*Data supplied:*
- Opening Delimiter -

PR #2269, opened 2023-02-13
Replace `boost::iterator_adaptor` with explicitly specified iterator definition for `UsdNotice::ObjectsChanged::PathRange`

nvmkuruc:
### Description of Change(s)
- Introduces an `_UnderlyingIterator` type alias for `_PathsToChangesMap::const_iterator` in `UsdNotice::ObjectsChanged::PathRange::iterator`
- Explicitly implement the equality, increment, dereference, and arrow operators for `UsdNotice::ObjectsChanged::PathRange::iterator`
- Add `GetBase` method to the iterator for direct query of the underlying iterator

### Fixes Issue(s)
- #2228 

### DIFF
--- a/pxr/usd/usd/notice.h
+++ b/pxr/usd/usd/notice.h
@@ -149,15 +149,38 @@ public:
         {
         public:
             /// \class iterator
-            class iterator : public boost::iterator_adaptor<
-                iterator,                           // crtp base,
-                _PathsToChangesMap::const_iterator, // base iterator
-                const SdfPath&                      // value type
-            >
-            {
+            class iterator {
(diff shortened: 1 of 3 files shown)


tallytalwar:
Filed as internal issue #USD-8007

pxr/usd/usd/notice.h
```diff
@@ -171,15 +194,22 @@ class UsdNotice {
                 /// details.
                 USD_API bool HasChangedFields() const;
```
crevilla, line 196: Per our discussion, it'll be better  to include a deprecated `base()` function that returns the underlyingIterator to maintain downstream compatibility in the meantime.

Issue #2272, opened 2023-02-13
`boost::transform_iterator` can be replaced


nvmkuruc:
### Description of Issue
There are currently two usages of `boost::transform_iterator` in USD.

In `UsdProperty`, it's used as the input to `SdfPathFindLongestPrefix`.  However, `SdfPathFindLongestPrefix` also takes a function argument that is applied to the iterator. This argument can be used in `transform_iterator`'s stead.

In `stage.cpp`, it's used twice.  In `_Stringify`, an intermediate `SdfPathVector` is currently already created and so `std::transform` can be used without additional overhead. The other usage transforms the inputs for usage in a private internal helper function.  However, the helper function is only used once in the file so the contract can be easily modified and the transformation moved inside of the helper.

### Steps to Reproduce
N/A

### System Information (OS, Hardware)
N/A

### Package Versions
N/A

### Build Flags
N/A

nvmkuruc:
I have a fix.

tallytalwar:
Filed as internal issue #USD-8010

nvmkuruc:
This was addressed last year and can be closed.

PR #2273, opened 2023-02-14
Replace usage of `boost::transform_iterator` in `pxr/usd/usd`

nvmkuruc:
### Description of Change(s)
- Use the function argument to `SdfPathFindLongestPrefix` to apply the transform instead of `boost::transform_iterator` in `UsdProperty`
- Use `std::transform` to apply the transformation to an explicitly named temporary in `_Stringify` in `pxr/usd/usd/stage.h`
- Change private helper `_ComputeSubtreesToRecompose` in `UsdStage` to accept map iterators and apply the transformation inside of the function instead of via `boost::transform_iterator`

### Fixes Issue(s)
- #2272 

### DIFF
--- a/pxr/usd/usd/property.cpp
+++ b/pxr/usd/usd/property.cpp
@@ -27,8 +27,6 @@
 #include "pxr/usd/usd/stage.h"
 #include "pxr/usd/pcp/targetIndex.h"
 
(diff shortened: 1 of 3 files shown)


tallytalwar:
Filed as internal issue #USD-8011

- Closing Delimiter -

*Exercise directions:* Restate every entry above word for word.

*Response below:*
PR #2269, opened 2023-02-13
Replace `boost::iterator_adaptor` with explicitly specified iterator definition for `UsdNotice::ObjectsChanged::PathRange`

nvmkuruc:
### Description of Change(s)
- Introduces an `_UnderlyingIterator` type alias for `_PathsToChangesMap::const_iterator` in `UsdNotice::ObjectsChanged::PathRange::iterator`
- Explicitly implement the equality, increment, dereference, and arrow operators for `UsdNotice::ObjectsChanged::PathRange::iterator`
- Add `GetBase` method to the iterator for direct query of the underlying iterator

### Fixes Issue(s)
- #2228 

### DIFF
--- a/pxr/usd/usd/notice.h
+++ b/pxr/usd/usd/notice.h
@@ -149,15 +149,38 @@ public:
         {
         public:
             /// \class iterator
-            class iterator : public boost::iterator_adaptor<
-                iterator,                           // crtp base,
-                _PathsToChangesMap::const_iterator, // base iterator
-                const SdfPath&                      // value type
-            >
-            {
+            class iterator {
(diff shortened: 1 of 3 files shown)


tallytalwar:
Filed as internal issue #USD-8007

pxr/usd/usd/notice.h
```diff
@@ -171,15 +194,22 @@ class UsdNotice {
                 /// details.
                 USD_API bool HasChangedFields() const;
```
crevilla, line 196: Per our discussion, it'll be better  to include a deprecated `base()` function that returns the underlyingIterator to maintain downstream compatibility in the meantime.

Issue #2272, opened 2023-02-13
`boost::transform_iterator` can be replaced


nvmkuruc:
### Description of Issue
There are currently two usages of `boost::transform_iterator` in USD.

In `UsdProperty`, it's used as the input to `SdfPathFindLongestPrefix`.  However, `SdfPathFindLongestPrefix` also takes a function argument that is applied to the iterator. This argument can be used in `transform_iterator`'s stead.

In `stage.cpp`, it's used twice.  In `_Stringify`, an intermediate `SdfPathVector` is currently already created and so `std::transform` can be used without additional overhead. The other usage transforms the inputs for usage in a private internal helper function.  However, the helper function is only used once in the file so the contract can be easily modified and the transformation moved inside of the helper.

### Steps to Reproduce
N/A

### System Information (OS, Hardware)
N/A

### Package Versions
N/A

### Build Flags
N/A

nvmkuruc:
I have a fix.

tallytalwar:
Filed as internal issue #USD-8010

nvmkuruc:
This was addressed last year and can be closed.

PR #2273, opened 2023-02-14
Replace usage of `boost::transform_iterator` in `pxr/usd/usd`

nvmkuruc:
### Description of Change(s)
- Use the function argument to `SdfPathFindLongestPrefix` to apply the transform instead of `boost::transform_iterator` in `UsdProperty`
- Use `std::transform` to apply the transformation to an explicitly named temporary in `_Stringify` in `pxr/usd/usd/stage.h`
- Change private helper `_ComputeSubtreesToRecompose` in `UsdStage` to accept map iterators and apply the transformation inside of the function instead of via `boost::transform_iterator`

### Fixes Issue(s)
- #2272 

### DIFF
--- a/pxr/usd/usd/property.cpp
+++ b/pxr/usd/usd/property.cpp
@@ -27,8 +27,6 @@
 #include "pxr/usd/usd/stage.h"
 #include "pxr/usd/pcp/targetIndex.h"
 
(diff shortened: 1 of 3 files shown)


tallytalwar:
Filed as internal issue #USD-8011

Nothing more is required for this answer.